Inferential Statistics with NHST

Lecture 2.9: Inferential Statistics with Null Hypothesis Testing

Learning Goals

  • Understand the process of Null Hypothesis Significance Testing (NHST).

  • Comprehend the use of p-values for making inferences.

  • Define what an alpha criterion is in statistical testing.

Key Concepts in Statistics

  • Population: Refers to the entire set of subjects or items you want to study (e.g., all college students).

  • Sample: A subset of the population used for analysis (e.g., a group of 52 Duke students).

  • Descriptive Statistics: Techniques for organizing and summarizing data from a sample, including measures of central tendency and variability.

  • Inferential Statistics: Techniques that use sample data to make inferences about the population parameters, which are often unknown.

Null Hypothesis Testing (NHST)

  • Defining Hypotheses: When testing hypotheses, we start with two main hypotheses:

    • Null Hypothesis (H0): Assumes no relationship (e.g., ρ = 0).

    • Alternative Hypothesis (HA): Suggests a relationship exists (e.g., ρ > 0).

  • Probabilities in NHST: NHST assesses the probability of observing your data if the null hypothesis were true. If we find that the result is statistically significant, we reject the null hypothesis.

P-values and Alpha Criterion

  • P-value: Indicates the probability of obtaining your observed data under the null hypothesis. A common threshold for significance is p < 0.05, meaning there's a less than 5% chance of your result occurring if the null hypothesis is true.

  • Alpha Criterion: The threshold for determining statistical significance—spread across different values:

    • If p > 0.05, we do not reject the null hypothesis.

    • If p < 0.05, we reject the null hypothesis and accept the alternative hypothesis.

  • Remember, while p < 0.05 is a common threshold, it is not universally defined and should be adjusted depending on the context.

Types of Errors in NHST

  • Type I Error: Rejecting the null hypothesis when it is actually true (false positive).

  • Type II Error: Failing to reject the null hypothesis when it is false (false negative).

Correlation Analysis

  • Pearson Correlation (r): Measures the strength of a linear relationship between two variables. The range of r can indicate weak (r close to 0), moderate, or strong relationships (r close to 1 or -1).

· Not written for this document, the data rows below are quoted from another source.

PR #1329, opened 2023-08-12
WinUI gallery unpackaged mode working + single project config for both packaged and unpackaged

pratikone:
Unpackaged mode no longer crashes on launch
The WinUI gallery unpacakged mode was broken and crashed on launch - no matter whether building from msbuild cmd line or VS. It was happening because at some places in the code resource was getting accessed through URI which only makes sense for packaged app and not unpackaged. To remedy this, other parts of the code had separate code under UNPACKAGED which would build a non-URI path for unpackaged app config. This UNPACKAGED constant was not defined anywhere and as a result, that alternative code was not getting accessed. Some places had missing alternative code entirely.

This PR removes dependence on UNPACKAGED compile time variable entirely.
This PR side steps compile time variable for a easier to maintain runtime function which uses `Appmodel/GetCurrentPackageId()` system api to determine whether an app is running in packaged mode or unpackaged mode during runtime.

Single project configuration
As a need arose for cleaning up the project files for unpackaged winui gallery to work, I used this opportunity to build upon @Scottj1s 's work in unpkg-module branch and get rid of WAP configuration, have single project configuration for building any flavor of WinUI gallery.
As a result, using launch configurations, you can build WinUI gallery in either packaged or unpackaged mode.
I have introduced more solution configurations to aid in that.
image

257696564-a68328a2-d611-45cb-b217-1f3577d653c6 1
257696536-e3d92c55-39e2-48b4-a49c-8a7016bc67bd 1

If you want to build a Packaged winui gallery,
select Packaged launch configuration and choose between Debug or Release solution configs.

If you want to build a Unpackaged winui gallery,
select Unpackaged launch configuration and choose between Debug-Unpackaged or Release-Unpackaged solution configs.

A mix and match config will result in error because that's how Visual Studio works.


WinUIGallery/Package.appxmanifest
```diff
@@ -10,20 +10,20 @@
   <Identity Name="Microsoft.WinUI3ControlsGallery" Publisher="CN=Microsoft Corporation, O=Microsoft Corporation, L=Redmond, S=Washington, C=US" Version="2.1.0.0" />
   <mp:PhoneIdentity PhoneProductId="863667e0-667a-4bb4-ac52-c59656c7333a" PhonePublisherId="00000000-0000-0000-0000-000000000000" />
   <Properties>
-    <DisplayName>WinUI 3 Gallery</DisplayName>
+    <DisplayName>WinUI 3 Gallery Dev</DisplayName>
```
bpulliam, line 13: revert this line.  Debug builds should use the Package.Dev manifest and the dev identity.  Release should use the Package manifest and the non-dev identity so we can publish that build to the store.

WinUIGallery/Package.appxmanifest
```diff
@@ -10,20 +10,20 @@
...
-    <TargetDeviceFamily Name="Windows.Desktop" MinVersion="10.0.17134.0" MaxVersionTested="10.0.18362.0" />
+      <TargetDeviceFamily Name="Windows.Desktop" MinVersion="10.0.17763.0" MaxVersionTested="10.0.19041.0" />
   </Dependencies>
   <Resources>
     <Resource Language="x-generate" />
   </Resources>
   <Applications>
     <Application Id="App" Executable="$targetnametoken$.exe" EntryPoint="$targetentrypoint$">
-      <uap:VisualElements DisplayName="WinUI 3 Gallery" Square150x150Logo="Assets\Tiles\squaretile-sdk.png" Square44x44Logo="Assets\Tiles\SmallTile-sdk.png" Description="WinUI 3 Gallery" BackgroundColor="transparent">
+      <uap:VisualElements DisplayName="WinUI 3 Gallery Dev" Square150x150Logo="Assets\Tiles\squaretile-sdk.png" Square44x44Logo="Assets\Tiles\SmallTile-sdk.png" Description="WinUI 3 Gallery Debug" BackgroundColor="transparent">
```
bpulliam, line 26: revert

WinUIGallery/Package.appxmanifest
```diff
@@ -41,8 +41,8 @@
           </uap3:AppUriHandler>
         </uap3:Extension>
         <uap:Extension Category="windows.protocol">
-          <uap:Protocol Name="winui3gallery">
-            <uap:DisplayName>WinUI 3 Gallery</uap:DisplayName>
+          <uap:Protocol Name="winui3gallerydev">
```
bpulliam, line 44: revert

bpulliam (changes requested):

WinUIGallery/Package.appxmanifest
Scottj1s: there's also a dependency on DisplayName in WinUIGalleryDesktopTests.cs

bpulliam (approved):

  • Interpreting Results: When reporting statistical results, provide clarity by stating the correlation's value, significance, and sample size. For example, “No significant relationship between sleep duration and homework performance (p > .05); however, there was a significant negative relationship between sleep variability and homework performance (r(45) = -.39, p < .01).”

Practical Application

  • When conducting research, ensure proper analysis methods are applied, including adjustments for multiple comparisons. Reference significant results with adequate statistics, such as adjusted Pearson coefficients, and specify your significance levels clearly.

Conclusion

  • Familiarize yourself with NHST, p-values, and correlation coefficients to strengthen your understanding of inferential statistics. Consider the importance of proper hypothesis formulation, significance testing, and reporting outcomes accurately to effectively interpret statistical results in real-world scenarios.